To determine how S. cerevisiae affects the growth of R. etli pA-/pD- (Fig. 4a), we evaluated the inhibitory activity of methanol extracts of S. cerevisiae culture supernatants. Interestingly, we found that the methanol extract inhibited R. etli pA-/pD- growth but had no activity against wild-type R. etli (Fig. 4b). We investigated the chemical constituents of the S. cerevisiae culture supernatants. As a result, a new sophoroside with bacteriostatic activity, named Sc2A, was isolated (Fig. 4c). The structure of Sc2A was elucidated by a combination of extensive spectroscopic analyses, including 2D NMR and HR-MS.
Sc2A was isolated as a crystalline powder with a positive optical rotation ([α]D25 +13.7°, c0.58, H2O). The molecular formula of Sc2A was determined to be C30H50O24 from its positive-mode FAB data (m/z 794.26 [M + H]+), which was consistent with the 13C NMR data. RMN1H (CD3OD, 400 MHz) data for Sc2A: δ 5.1 d (J = 3.6 Hz), 4.4 d (J = 8 Hz), 4.23 dd (J = 9, 4.8 Hz), 3.79 t (J = 10.8, 14.4 Hz), 3.73 m, 3.67 m, 3.639 m, 3.63 dd (J = 8, 9.2 Hz), 3.53 dd (J = 5.6, 5.2 Hz), 3.36 dd (J = 3.6, 4 Hz), 3.31 dd (J = 8, 8 Hz), 3.10 dd (J = 8, 7.6 Hz), 2.77 dd (J = 4.4, 6.8 Hz), 2.61 m, 2.46 m, 2.33 m, 2.12 m. RMN13C-DEPT (CD3OD, 400 MHz) data for Sc2A: δ 181.2 (C), 175.9 (C), 98.1(CH), 93.8 (CH), 78.05 (CH), 78.02 (CH), 76.30 (CH), 74.92 (CH), 73.80 (CH), 73.11 (CH), 71.78 (CH), 71.72 (CH), 64.37 (CH2), 62.87 (CH2),62.72 (CH2), 57.24 (CH), 30.70 (CH2), 26.19 (CH2), 28.21 (CH2).

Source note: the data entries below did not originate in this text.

Issue #3738, opened 2022-12-01
Tests for Set methods


bakkot:
The [Set methods proposal](https://github.com/tc39/proposal-set-methods) is now stage 3 (🎉 ). That means it's time for tests! Here's the things which occur to me offhand; feel free to edit this issue to add more.

- for all seven methods
  - [ ] basic interactions between native Sets
    - [ ] including extremal cases, i.e. when either the receiver or the argument is empty and when the receiver and the argument are the same value
  - [ ] works when the argument is a userland class which implements `size`/`has`/`keys`
    - [ ] calls the appropriate methods on the userland class in the appropriate order, which for some algorithms varies depending on the relative sizes of the receiver vs the argument
  - [ ] works when the argument is a Map (treating it a Set of its keys)
  - [ ] throws if the argument lacks `size` or `has` or `keys`
    - [ ] throws if the argument's `size` is, or coerces to, `NaN`
    - [ ] throws if the argument's `has` or `keys` is non-callable
    - [ ] as a special case, throws if passed an Array
  - [ ] works when the receiver is a Set subclass
    - [ ] but does not read the receiver's `size`, `has`, or `keys` properties, nor those of `Set.prototype`
  - [ ] throws when the receiver is not a Set
- for each of `union`, `intersection`, `difference`, `symmetricDifference`
  - [ ] produces a native Set
    - [ ] even if the receiver is a subclass
    - [ ] even if Symbol.species is overridden; Symbol.species is not inspected at all)
  - [ ] does not invoke `Set.prototype.add` to construct the result (testing this requires mutating `Set.prototype`)
  - [ ] order of the result, both when the receiver is smaller and larger than the argument (which affects the algorithm used in some cases)
    - [ ] order of the result when the argument is a userland class which mutates the receiver during execution of the algorithm

This list previously included a special case for a sorting step in `intersection`, but that step was removed in https://github.com/tc39/proposal-set-methods/pull/94. The new behavior should now be covered by the "order of the result, both when the receiver is smaller and larger than the argument" case above.

frehner:
Hello @bakkot thanks for this issue! I'm a first time contributor to test262, in the process of writing some tests for these features (see #3816 ) and am also cross-referencing this todo list as I look to add more tests. 

Forgive my ignorance, but I had a question about:

> does not invoke Set.prototype.add to construct the result (testing this requires mutating Set.prototype)

[...]

PR #3966, opened 2023-11-26
More set methods tests

bakkot:
Followup to https://github.com/tc39/test262/pull/3816. Fixes https://github.com/tc39/test262/issues/3738. cc @syg

Basically just tweaked some of the tests from #3816, copy-pasted them for each of the other methods, and tweaked as appropriate.

### Reviewed:

- [x] difference
- [x] intersection
- [x] isDisjointFrom
- [x] isSubsetOf
- [x] isSupersetOf
- [x] symmetricDifference
- [x] union


rmahdav:
It would be appreciated if these tests are reviewed and landed as soon as possible, so we will be able to ship set methods on Chrome. Thanks! @tc39/test262-maintainers

test/built-ins/Set/prototype/difference/set-like-array.js
```diff
@@ -0,0 +1,26 @@
+// Copyright (C) 2023 Kevin Gibbons, Anthony Frehner and Kevin Gibbons. All rights reserved.
```
Ms2ger, line 1: I appreciate @bakkot as much as the next guy, but isn't this a bit over the top?

Ms2ger (commented):
I've reviewed the `difference` folder; all seems good in there and I'd be happy to land those. One thing I don't think I've seen is a check for the +0/-0 step.

I don't know when I'll have time for the rest of this PR.

test/built-ins/Set/prototype/difference/set-like-array.js
bakkot: Lol whoops, messed up my regex.

bakkot:
> One thing I don't think I've seen is a check for the +0/-0 step.

Nice catch, added. I had it for the other three non-predicate methods; don't know why I missed it for `difference`.

test/built-ins/Set/prototype/intersection/set-like-class-order.js
```diff
@@ -0,0 +1,140 @@
...
+/*---
+esid: sec-set.prototype.intersection
+description: Set.prototype.intersection calls a Set-like class's methods in order
+features: [set-methods]
+includes: [compareArray.js]
+---*/
+
+let observedOrder = [];
+
+function observableIterator() {
```
ptomato, line 12: Here's where I wish we had already expanded the Observable utilities in `harness/temporalHelpers.js` into their own, more general, helper file ... oh well, next time :smile:

test/built-ins/Set/prototype/intersection/size-is-a-number.js
```diff
@@ -0,0 +1,72 @@
...
+);
+
+s2.size = "string";
+assert.throws(
+  TypeError,
+  function () {
+    s1.intersection(s2);
+  },
+  "GetSetRecord throws an error when size is a non-numeric string"
+);
```
ptomato, line 72: Should we test what happens with `s2.size = "2"` or `s2.size = true`? Maybe in a separate file from this one. (Glad we will Stop Coercing Things from now on!)

ptomato (commented):
I've made it most of the way through the `intersection/` folder; here are the comments I have so far. Thanks for working on this!

test/built-ins/Set/prototype/intersection/combines-same-sets.js
```diff
@@ -0,0 +1,16 @@
...
+includes: [compareArray.js]
+---*/
+
+const s1 = new Set([1, 2]);
+const s2 = new Set([1, 2]);
+const expected = [1, 2];
+const combined = s1.intersection(s2);
+
+assert.compareArray([...combined], expected);
+assert.sameValue(combined instanceof Set, true, "The returned object is a Set");
```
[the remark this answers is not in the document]
bakkot: Done (for all of them).

test/built-ins/Set/prototype/intersection/require-internal-slot.js
```diff
@@ -0,0 +1,25 @@
...
+assert.throws(TypeError, () => intersection.call(null), "null");
+assert.throws(TypeError, () => intersection.call(true), "true");
+assert.throws(TypeError, () => intersection.call(""), "empty string");
+assert.throws(TypeError, () => intersection.call(Symbol()), "symbol");
+assert.throws(TypeError, () => intersection.call(1), "1");
+assert.throws(TypeError, () => intersection.call(1n), "1n");
+assert.throws(TypeError, () => intersection.call({}), "plain object");
+assert.throws(TypeError, () => intersection.call([]), "array");
+assert.throws(TypeError, () => intersection.call(new Map()), "map");
+assert.throws(TypeError, () => intersection.call(Set.prototype), "Set.prototype");
```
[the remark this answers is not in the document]
bakkot: Done (for all of them).

test/built-ins/Set/prototype/intersection/size-is-a-number.js
ptomato: OK, works for me.

test/built-ins/Set/prototype/difference/require-internal-slot.js
```diff
@@ -0,0 +1,27 @@
...
+
+assert.sameValue(typeof difference, "function");
+
+const realSet = new Set([]);
+
+assert.throws(TypeError, () => difference.call(undefined, realSet), "undefined");
+assert.throws(TypeError, () => difference.call(null, realSet), "null");
+assert.throws(TypeError, () => difference.call(true, realSet), "true");
+assert.throws(TypeError, () => difference.call("", realSet), "empty string");
+assert.throws(TypeError, () => difference.call(Symbol(, realSet)), "symbol");
```
ptomato, line 21: Looks like something not quite right in the codegen, same thing happened in other files
```suggestion
assert.throws(TypeError, () => difference.call(Symbol(), realSet), "symbol");
```

test/built-ins/Set/prototype/difference/require-internal-slot.js
```diff
@@ -0,0 +1,27 @@
...
+assert.throws(TypeError, () => difference.call(1, realSet), "1");
+assert.throws(TypeError, () => difference.call(1n, realSet), "1n");
+assert.throws(TypeError, () => difference.call({}, realSet), "plain object");
+assert.throws(TypeError, () => difference.call([], realSet), "array");
+assert.throws(TypeError, () => difference.call(new Map(, realSet)), "map");
```
ptomato, line 26:
```suggestion
assert.throws(TypeError, () => difference.call(new Map(), realSet), "map");
```

ptomato (commented):
Finished reviewing the `intersection` tests. Thanks for working on this!

test/built-ins/Set/prototype/difference/require-internal-slot.js
bakkot: Whoops, thanks for the catch. No codegen, just copy-paste.

test/built-ins/Set/prototype/difference/add-not-called.js
```diff
@@ -0,0 +1,27 @@
...
+/*---
+esid: sec-set.prototype.difference
+description: Set.prototype.difference should not call Set.prototype.add
+features: [set-methods]
+includes: [compareArray.js]
+---*/
+
+const s1 = new Set([1, 2]);
+const s2 = new Set([2, 3]);
+const expected = [2];
```
ljharb, line 12:
```suggestion
const expected = [1];
```
right? since 2 is in both sets, "difference" shouldn't include it.

bakkot: Yup, good catch.

ljharb (commented):
I've confirmed all the non-`class` tests in my polyfills for:
 - difference
 - intersection
 - isDisjointFrom
 
Also, isDisjointFrom is missing a test that sets with `0` and `-0` are disjoint from each other (the -0 test on other methods caught a bug, so i checked for it). It's also possible that https://tc39.es/proposal-set-methods/#sec-set.prototype.isdisjointfrom itself is missing an explicit `If nextValue is -0𝔽, set nextValue to +0𝔽.` step after 6.c.ii.1?

I'll post this review now, and will continue reviewing the remaining 4 methods, but since this might be a spec bug I wanted to submit it asap.

test/built-ins/Set/prototype/difference/converts-negative-zero.js
```diff
@@ -0,0 +1,28 @@
...
+info: |
+    7.b.ii If nextValue is -0𝔽, set nextValue to +0𝔽.
+features: [set-methods]
+includes: [compareArray.js]
+---*/
+
+const setlikeWithMinusZero = {
+  size: 1,
+  has: function () {
+    throw new Test262Error("Set.prototype.difference should not call its argument's has method when this.size > arg.size");
```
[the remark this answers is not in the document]
bakkot: I would expect a polyfill to check its receiver's `.size` (or rather to invoke the intrinsic `Set.prototype.size` getter on its receiver) and then branch as in step 6 of `Set.prototype.difference`, so I would in fact expect a polyfill to avoid this line.

test/built-ins/Set/prototype/isDisjointFrom/isDisjointFrom.js
```diff
@@ -0,0 +1,20 @@
+// Copyright (C) 2023 Anthony Frehner and Kevin Gibbons. All rights reserved.
+// This code is governed by the BSD license found in the LICENSE file.
+/*---
```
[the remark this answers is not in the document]
bakkot: It does not appear to be a duplicate to me?

bakkot:
> t's also possible that https://tc39.es/proposal-set-methods/#sec-set.prototype.isdisjointfrom itself is missing an explicit If nextValue is -0𝔽, set nextValue to +0𝔽. step after 6.c.ii.1?

That's covered by SetDataHas using SameValueZero.

test/built-ins/Set/prototype/difference/converts-negative-zero.js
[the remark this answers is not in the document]
ljharb: Right, but one of the branches seems to require access to the internal data, which a polyfill can’t get.

test/built-ins/Set/prototype/isDisjointFrom/isDisjointFrom.js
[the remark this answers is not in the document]
ljharb: oops, you’re right

test/built-ins/Set/prototype/difference/converts-negative-zero.js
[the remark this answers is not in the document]
bakkot: I'm confused. Both branches in this method, and indeed all of the branches in all of the methods, require reading the `[[SetData]]` from the receiver. Obviously polyfills can't do that directly, but they can use the set prototype intrinsics. That's what I'd expect them to do. There is nothing particularly special about this branch in that regard.

Can you say in more detail exactly why you think this branch requires access to internal slots in a way the other branch does not?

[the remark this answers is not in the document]
ljharb: yep, you're right, it was just that the optimization I'd been using wasn't correct. Sorry for the noise!

ljharb:
Yep, you're right; it was my incorrect optimization. I think the test cases should still be added but I agree the proposal is correct as-is :-)

test/built-ins/Set/prototype/isSupersetOf/set-like-array.js
```diff
@@ -0,0 +1,21 @@
...
+s2.has = function (v) {
+  if (v === 1) return true;
+  if (v === 2) return true;
+  throw new Test262Error("Set.prototype.isSupersetOf should only call its argument's has method with contents of this");
+};
+s2.keys = function () {
+  throw new Test262Error("Set.prototype.isSupersetOf should not call its argument's keys iterator when this.size ≤ arg.size");
+};
+
+assert.sameValue(s1.isSupersetOf(s2), true);
```
ljharb, line 21:
```suggestion
assert.sameValue(s1.isSupersetOf(s2), false);
```
since s1 has 2 items and s2 claims to have 3?

bakkot: Yup, good catch, will fix.

ljharb (approved):
rest of the methods look good

bakkot:
@ljharb Fixed the isSupersetOf/set-like-array.js bug and added the `-0` tests for isSupersetOf and isDisjointFrom, thanks for the catches.

test/built-ins/Set/prototype/isDisjointFrom/set-like-class-mutation.js
```diff
@@ -0,0 +1,38 @@
...
+
+const baseSet = new Set(["a", "b", "c"]);
+
+const evilSetLike = {
+  size: 3,
+  has(v) {
+    if (v === "a") {
+      baseSet.delete("b");
+      baseSet.delete("c");
+      baseSet.add("b");
```
ptomato, line 18: I'm probably overlooking something, but I don't understand what's being tested by deleting and adding `"b"`, as you end up with the same `baseSet` as if you'd only deleted `"c"`. Did you mean for the added element to be `"d"` or something?

ljharb: i assumed it's to test the semantics of visiting after deletion and addition?

ptomato: Me too, but with `"b"` you wouldn't be able to tell the difference if, say, the implementation made a copy of `baseSet`'s initial [[SetData]] and iterated over the correct number of elements. Adding an element that's not `"b"` would make that implementation fail the test.

bakkot: Yeah, from the spec's point of view, deleting and re-adding does not leave you with the same data structure - there's "~empty~" tombstones to mark deleted elements. So the point is just to ensure that the behavior is consistent even if that happens while the method is running.

bakkot: I'm fine with also adding `d` here if you'd like me to though. There's definitely more cases which could be tested, it's just not what I was setting out to test with this.

ptomato: Not a blocker for me, either way. (Some of the other methods' `set-like-class-mutation.js` tests do add elements that weren't in the original [[SetData]], so I think it's unlikely that implementations would be failing this anyway)

test/built-ins/Set/prototype/isDisjointFrom/set-like-class-order.js
```diff
@@ -0,0 +1,195 @@
...
+  const s2 = new MySetLike();
+  const result = s1.isDisjointFrom(s2);
+
+  const expectedOrder = [
+    "getting size",
+    "ToNumber(size)",
+    "getting has",
+    "getting keys",
+    "calling keys",
+    "getting next",
```
ptomato, line 97: I don't see these in the spec - this is still the upper branch (step 5, _thisSize_ ≤ _otherRec_.[[Size]]), yes?

test/built-ins/Set/prototype/isDisjointFrom/set-like-class-order.js
```diff
@@ -0,0 +1,195 @@
...
```
ptomato, line 121: Same.

test/built-ins/Set/prototype/isSubsetOf/set-like-class-order.js
```diff
@@ -0,0 +1,121 @@
...
+  const s1 = new Set(["d", "a"]);
+  const s2 = new MySetLike();
+  const result = s1.isSubsetOf(s2);
+
+  const expectedOrder = [
+    "getting size",
+    "ToNumber(size)",
+    "getting has",
+    "getting keys",
+    // one calls to has
```
ptomato, line 50:
```suggestion
    // one call to has
```

test/built-ins/Set/prototype/symmetricDifference/set-like-class-order.js
```diff
@@ -0,0 +1,166 @@
...
+
+// this is smaller than argument
+{
+  observedOrder = [];
+
+  const s1 = new Set(["a", "d"]);
+  const s2 = new MySetLike();
+  const combined = s1.symmetricDifference(s2);
+
+  const expectedOrder = [
```
ptomato, line 68: Optional nitpick: You could extract `expectedOrder` to the outer scope and use it for all of the cases, that way it's clearer to the reader that they are the same.

test/built-ins/Set/prototype/union/set-like-class-order.js
```diff
@@ -76,8 +57,110 @@ class MySetLike {
...
+// this is smaller than argument
+{
+  observedOrder = [];
 
-assert.compareArray(observedOrder, expectedOrder);
+  const s1 = new Set(["a", "d"]);
+  const s2 = new MySetLike();
+  const combined = s1.union(s2);
+
+  const expectedOrder = [
```
ptomato, line 68: Same.

ptomato (changes requested):
I've reviewed all the tests that weren't already reviewed by someone else, specifically `*class*.js`.

There are a couple of things in `isDisjointFrom/set-like-class-order.js` which I think might be mistakes. Other than that, feel free to ignore the rest of the comments, they're not blocking as far as I'm concerned.

test/built-ins/Set/prototype/isDisjointFrom/set-like-class-order.js
bakkot: Good catch, fixed.

test/built-ins/Set/prototype/isDisjointFrom/set-like-class-order.js
bakkot: Fixed.

test/built-ins/Set/prototype/isSubsetOf/set-like-class-order.js
bakkot: Fixed.

test/built-ins/Set/prototype/symmetricDifference/set-like-class-order.js
bakkot: Good idea, done.

test/built-ins/Set/prototype/union/set-like-class-order.js
bakkot: Done.

ptomato (approved):

ptomato:
Well that was a wild ride! Thanks to everyone involved. Based on our chat conversation I'm merging this now.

The IR spectrum of Sc2A displayed characteristic absorptions of 3416.34 cm-1 (O-H), 1642.10 (C = O), 1405.44 (C-OH), 1242.93 (C-O-C), 1040.36 (C-H), and 598.48 (O-C-O).
Sc2A induces the expression of genes involved in symbiosis.
Expression from the nifH and fixA promoters was studied in R. etli monocultures and cocultures with yeast by monitoring GUS activity in living cells. Cells were grown on solid PY-D medium for 1 day, and monitoring of GUS expression showed that the nifH promoter was strongly induced when R. etli was grown with yeast in liquid medium and on solid medium (Fig. 5).